Anais - 19º CBCENF
Resumo
Título:
ERROS E EVENTOS ADVERSOS DECORRENTES DA ASSISTÊNCIA DE ENFERMAGEM
Relatoria:
DAVID BERNAR OLIVEIRA GUIMARÃES
Autores:
- RUTH CARDOSO ROCHA
- CARLIANE DA CONCEIÇÃO MACHADO SOUSA
- SAMAHY NATHALE BARBOSA SANTANA
- FERNANDA VALERIA SILVA DANTAS AVELINO
Modalidade:
Pôster
Área:
Inovação, Tecnologia e Cuidado
Tipo:
Pesquisa
Resumo:
Introdução: Apesar de todos os avanços no âmbito da segurança do paciente, o erro humano ainda é um fator que se destaca, sendo a equipe de enfermagem protagonista da maior parte deles por estarem em maior contato com o usuário. Os erros ou incidentes que resultam em dano discernível são nomeados de incidentes com dano ou evento adverso. Objetivo: Reunir e sintetizar publicações científicas acerca dos principais eventos adversos relacionados a erros na assistência de enfermagem. Metodologia: Para a busca, utilizou-se a base de dados BVS (Biblioteca Virtual em Saúde) via Portal de Periódicos Capes. Adotou-se os seguintes descritores segundo o DeCS (Descritores em Ciências da Saúde): cuidados de enfermagem, erros médicos e segurança do Paciente, que direcionaram a 15 resultados.
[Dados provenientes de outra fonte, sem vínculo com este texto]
PR #2317, opened 2017-10-31
[FlexibleHeader] Add a 'hideViewWhenShifted' API to the flexible header

chuga:
This PR introduces a new API that will allow client teams to easily hide the content of the flexible header when its shift behavior is set to MDCFlexibleHeaderShiftBehaviorEnabled. This is fully opt-in to prevent regressions.

Closes https://github.com/material-components/material-components-ios/issues/2127.

ezgif-4-081414844b

### DIFF
--- a/components/AppBar/examples/AppBarTypicalUseExample.m
+++ b/components/AppBar/examples/AppBarTypicalUseExample.m
@@ -39,6 +39,9 @@
     // Optional: Change the App Bar's background color and tint color.
     UIColor *color = [UIColor colorWithWhite:0.2 alpha:1];
     _appBar.headerViewController.headerView.backgroundColor = color;
+    _appBar.headerViewController.headerView.shiftBehavior = MDCFlexibleHeaderShiftBehaviorEnabled;
+    [_appBar.headerViewController.headerView hideViewWhenShifted:_appBar.headerStackView];
+
     _appBar.navigationBar.tintColor = [UIColor whiteColor];
     _appBar.navigationBar.titleTextAttributes = @{
                                             NSForegroundColorAttributeName : [UIColor whiteColor],
--- a/components/FlexibleHeader/src/MDCFlexibleHeaderView.h
+++ b/components/FlexibleHeader/src/MDCFlexibleHeaderView.h
@@ -335,6 +335,15 @@ IB_DESIGNABLE
 @property(nonatomic) MDCFlexibleHeaderShiftBehavior shiftBehavior;
 
 /**
+ Hides the view by changing its alpha when the header shifts. Note that this only happens when the
+ header shifting behavior is set to MDCFlexibleHeaderShiftBehaviorEnabled.
+ */
+- (void)hideViewWhenShifted:(nonnull UIView *)view;
+
+/** Stops hiding the view when the header shifts. */
+- (void)stopHidingViewWhenShifted:(nonnull UIView *)view;
+
+/**
  If shiftBehavior is enabled, this property affects the manner in which the Header reappears when
  pulling content down in the tracking scroll view.
 
--- a/components/FlexibleHeader/src/MDCFlexibleHeaderView.m
+++ b/components/FlexibleHeader/src/MDCFlexibleHeaderView.m
@@ -30,6 +30,11 @@ static const CGFloat kFlexibleHeaderDefaultHeight = 56;
 // The maximum default opacity of the shadow.
 static const float kDefaultVisibleShadowOpacity = 0.4f;
 
+// The threshold in which the _viewsToHideWhenShifted should be fully hidden. 0.5 means the views
+// are completely hidden when the header has shifted half of its content height upwards. This should
+// never be 0.
+static const float kContentHidingThreshold = 0.5f;
+
 // This length defines the moment at which the shadow will be fully visible as the header shifts
 // on-screen.
 static const CGFloat kShadowScaleLength = 8;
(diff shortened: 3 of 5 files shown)


components/FlexibleHeader/src/MDCFlexibleHeaderView.m
```diff
@@ -776,17 +785,24 @@ - (void)fhv_accumulatorDidChange {
...
   CGFloat boundedAccumulator = MIN([self fhv_accumulatorMax], _shiftAccumulator);
 
+  if (_shiftBehavior == MDCFlexibleHeaderShiftBehaviorEnabled) {
+    CGFloat contentHeight = self.computedMinimumHeight - MDCDeviceTopSafeAreaInset();
+    CGFloat hideThreshold = kContentHidingThreshold;
+    CGFloat alpha = MAX(contentHeight - boundedAccumulator / hideThreshold, 0) / contentHeight;
+    for (UIView *view in _viewsToHideWhenShifted) {
+      view.alpha = alpha;
+    }
+  }
```
jverkoey, line 804: This logic may be simplified if you use the phase properties and move this logic to after `fhv_recalculatePhase` is invoked in `fhv_commitAccumulatorToFrame`. You should then be able to use the `_scrollPhasePercentage` to set the view alpha.

jverkoey (changes requested):

components/AppBar/examples/AppBarTypicalUseExample.m
```diff
@@ -39,6 +39,9 @@ - (id)init {
     // Optional: Change the App Bar's background color and tint color.
     UIColor *color = [UIColor colorWithWhite:0.2 alpha:1];
     _appBar.headerViewController.headerView.backgroundColor = color;
+    _appBar.headerViewController.headerView.shiftBehavior = MDCFlexibleHeaderShiftBehaviorEnabled;
+    [_appBar.headerViewController.headerView hideViewWhenShifted:_appBar.headerStackView];
```
jverkoey, line 43: Should this be in the AppBar's logic?

chuga: I thought about that, and it would be nice to make this the default, but I don't think we can as it will change the current behavior... WDYT?

jverkoey: Ah true. I wager that we may want this to be the default behavior, so perhaps in a follow-up PR we can introduce an opt-in API where the content is faded out when enabled?

components/FlexibleHeader/src/MDCFlexibleHeaderView.m
chuga: I don't think I can use `_scrollPhasePercentage` for this, take a look:

ezgif-4-c113d5b396

jverkoey: Hrm, weird. The documented behavior is for shifting is supposed to be: "0 is unshifted, 1.0 is fully shifted off-screen". Seems there might be a bug in the shift phase calculations?

jverkoey: The configurator demo looks like it's setting the values as expected....I'm not sure why it would be working differently here.

chuga: Weird indeed, I'm seeing similar numbers in the Configurator demo

jverkoey: Must be something recent? I can't repro the odd numbers on the latest internal cut of MDC.

components/AppBar/examples/AppBarTypicalUseExample.m
AlimoRabbani: Opt-in API on the AppBar would be nice. Thanks for preparing this PR so quickly!

components/FlexibleHeader/src/MDCFlexibleHeaderView.m
chuga: I just rebased and this is still happening, `_scrollPhasePercentage` doesn't go from 0 to 1. Can I go ahead with the current implementation?

jverkoey: 👍

jverkoey (approved):

components/FlexibleHeader/src/MDCFlexibleHeaderView.h
```diff
@@ -335,6 +335,15 @@ IB_DESIGNABLE
 @property(nonatomic) MDCFlexibleHeaderShiftBehavior shiftBehavior;
 
 /**
+ Hides the view by changing its alpha when the header shifts. Note that this only happens when the
+ header shifting behavior is set to MDCFlexibleHeaderShiftBehaviorEnabled.
+ */
+- (void)hideViewWhenShifted:(nonnull UIView *)view;
```
ianegordon, line 341: Can we make this a BOOL property?

ianegordon (changes requested):

components/FlexibleHeader/src/MDCFlexibleHeaderView.h
chuga: huh?

jverkoey: https://www.youtube.com/watch?v=kfVsfOSbJY0

ianegordon (approved):
Discussed offline.  A BOOL to control this behavior is a much better fit in AppBar.  Details / implementation to be determined in a future PR.

chuga:
Thanks for the reviews, I'll add a simple API to the AppBar in a follow up PR.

Em seguida, adotou-se os critérios de inclusão: publicados entre 2012 a 2016; idiomas português, inglês e espanhol; texto completo; tipo de documento artigo; resultando em 11 artigos. Exclusos artigos repetidos restaram 8 para análise. Resultados: Segundo a análise das publicações os eventos adversos relacionados à assistência de enfermagem podem ser agrupados nas seguintes categorias: eventos adversos relacionados à administração de medicamentos, eventos adversos relacionados à vigilância do paciente, eventos adversos relacionados à manutenção da integridade cutânea e eventos adversos relacionados aos recursos materiais. Conclusão: Para o profissional da equipe de enfermagem, a ocorrência dos eventos adversos pode acarretar diversas problemáticas, dado o estresse emocional, os preceitos éticos e às punições legais a que está exposto. Assim, é importante o investimento em uma cultura de segurança, através da disseminação do conceito de segurança do paciente e de uma discussão não punitiva sobre os eventos adversos.